### [Problem to work on]
For the word "parent", find each line in the entries where it occurs and copy that line.

Saved data entries
┄┄┄┄┄┄┄┄┄┄

PR #6158, opened 2026-06-15
Enhancements to the aggregation-based eager load mechanism

cperezabo:
While trying these features out in a real project I also ran into two pre-existing `eager_load` bugs, fixed here in their own commits:

- `Model.eager_load([]).first` used to raise instead of just returning the documents; now it falls back to the normal path.
- a `has_many` whose target shares its collection with sibling subclasses pulled those siblings in too (crashing while materializing one whose discriminator didn't resolve); it now filters by the target subclass, the way a normal query does.

_Edit:_ PR description has been reformatted/edited by @jamis to accommodate the team's automatic release note builder.

## Summary

This closes a few gaps in `eager_load`. Each case below either wasn't supported or crashed before but now they resolve in the same single aggregation as the rest, except the polymorphic case, which adds exactly one faceted query.

### 1. Associations defined only on a subclass

When you query through a superclass, `eager_load` now finds associations declared only on a subclass.

```ruby
class Gadget
  include Mongoid::Document
end

class Speaker < Gadget
  has_many :cables
end

Gadget.eager_load(:cables) # resolves :cables through Speaker
```

Works for `has_many`, `has_one`, `has_and_belongs_to_many` and `belongs_to`.

### 2. References that live inside embedded documents

A `belongs_to` sitting in an embedded document is now eager-loaded through its embedding parent, with no extra query:

```ruby
class Device
  include Mongoid::Document
end

class Port
  include Mongoid::Document
  embedded_in :computer
  belongs_to :device
end

class Computer
  include Mongoid::Document
  embeds_one :port
end

Computer.eager_load(port: :device).first.port.device # no extra query
```

This holds true regardless of how deep the embedding goes, even when the embedded chain is attached to a referenced parent.

```ruby
Desk.eager_load(computer: { port: { pin: :device } }) # referenced → embedded → embedded → referenced
```

`has_and_belongs_to_many` inside an embedded document works too — each element keeps its own matches:

```ruby
class Port
  include Mongoid::Document
  embedded_in :computer
  has_and_belongs_to_many :devices
end

Computer.eager_load(port: :devices)
```

### 3. Polymorphic `belongs_to`

A polymorphic `belongs_to` can't be a single `$lookup` (its target collection changes per row), so it's resolved with one extra aggregation that fans out per type:

```ruby
class Cartridge
  include Mongoid::Document
  belongs_to :device, polymorphic: true # Printer, Scanner, ...
end

Cartridge.eager_load(:device) # root query + one faceted query, regardless of how many types
```

Thanks to @cperezabo for the PR!

### DIFF
--- a/lib/mongoid/association/eager.rb
+++ b/lib/mongoid/association/eager.rb
@@ -12,18 +12,12 @@ module Mongoid
       # @param [ Array<Mongoid::Association::Relatable> ] associations
       #   Associations to eager load
       # @param [ Array<Document> ] docs Documents to preload the associations
-      # @param [ Boolean ] use_lookup Whether to use $lookup aggregation
-      #   for eager loading. This is used in Criteria#eager_load.
-      # @param [ Array<Hash> ] pipeline The aggregation pipeline to use
-      #   when using $lookup for eager loading.
       #
       # @return [ Base ] The eager load preloader
-      def initialize(associations, docs, use_lookup = false, pipeline = [])
+      def initialize(associations, docs)
         @associations = associations
         @docs = docs
         @grouped_docs = {}
-        @use_lookup = use_lookup
-        @pipeline = pipeline
       end
 
       # Run the preloader.
@@ -34,12 +28,6 @@ module Mongoid
       # @return [ Array ] The list of documents given.
       def run
         @loaded = []
-
-        if @use_lookup
-          preload_with_lookup
-          @loaded = @docs
-          return @loaded.flatten
-        end
 
         while shift_association
           preload
@@ -58,21 +46,6 @@ module Mongoid
       #   loader.preload
       def preload
         raise NotImplementedError
-      end
-
-      # Preload the current association using $lookup aggregation.
-      # This method executes the aggregation pipeline
-      # and instantiates the documents.
-      # @example Preload the current association using $lookup.
-      #   loader.preload_with_lookup
-      def preload_with_lookup
-        # For $lookup aggregation, execute pipeline and instantiate documents
-        owner_class = @associations.first.owner_class
-        aggregated_docs = owner_class.collection.aggregate(@pipeline)
-        aggregated_docs.each do |doc|
-          parsed_doc = Factory.from_db(owner_class, doc)
-          @docs << parsed_doc
-        end
       end
 
       # Retrieves the documents referenced by the association, and
--- a/lib/mongoid/association/eager.rb
+++ b/lib/mongoid/association/eager.rb
@@ -4,6 +4,15 @@ module Mongoid
   module Association
     # Base class for eager load preload functions.
     class Eager
+      # Build a preloader for the given arguments and run it.
+      #
+      # @param (see #initialize)
+      #
+      # @return [ Array ] The list of documents given.
+      def self.run(associations, docs, use_lookup = false, pipeline = [])
+        new(associations, docs, use_lookup, pipeline).run
+      end
+
       # Instantiate the eager load class.
       #
       # @example Create the new belongs to eager load preloader.
@@ -12,12 +21,18 @@ module Mongoid
       # @param [ Array<Mongoid::Association::Relatable> ] associations
       #   Associations to eager load
       # @param [ Array<Document> ] docs Documents to preload the associations
+      # @param [ Boolean ] use_lookup Whether to use $lookup aggregation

┄┄┄┄┄┄┄┄┄┄

### [Response to the task]
A `belongs_to` sitting in an embedded document is now eager-loaded through its embedding parent, with no extra query:
This holds true regardless of how deep the embedding goes, even when the embedded chain is attached to a referenced parent.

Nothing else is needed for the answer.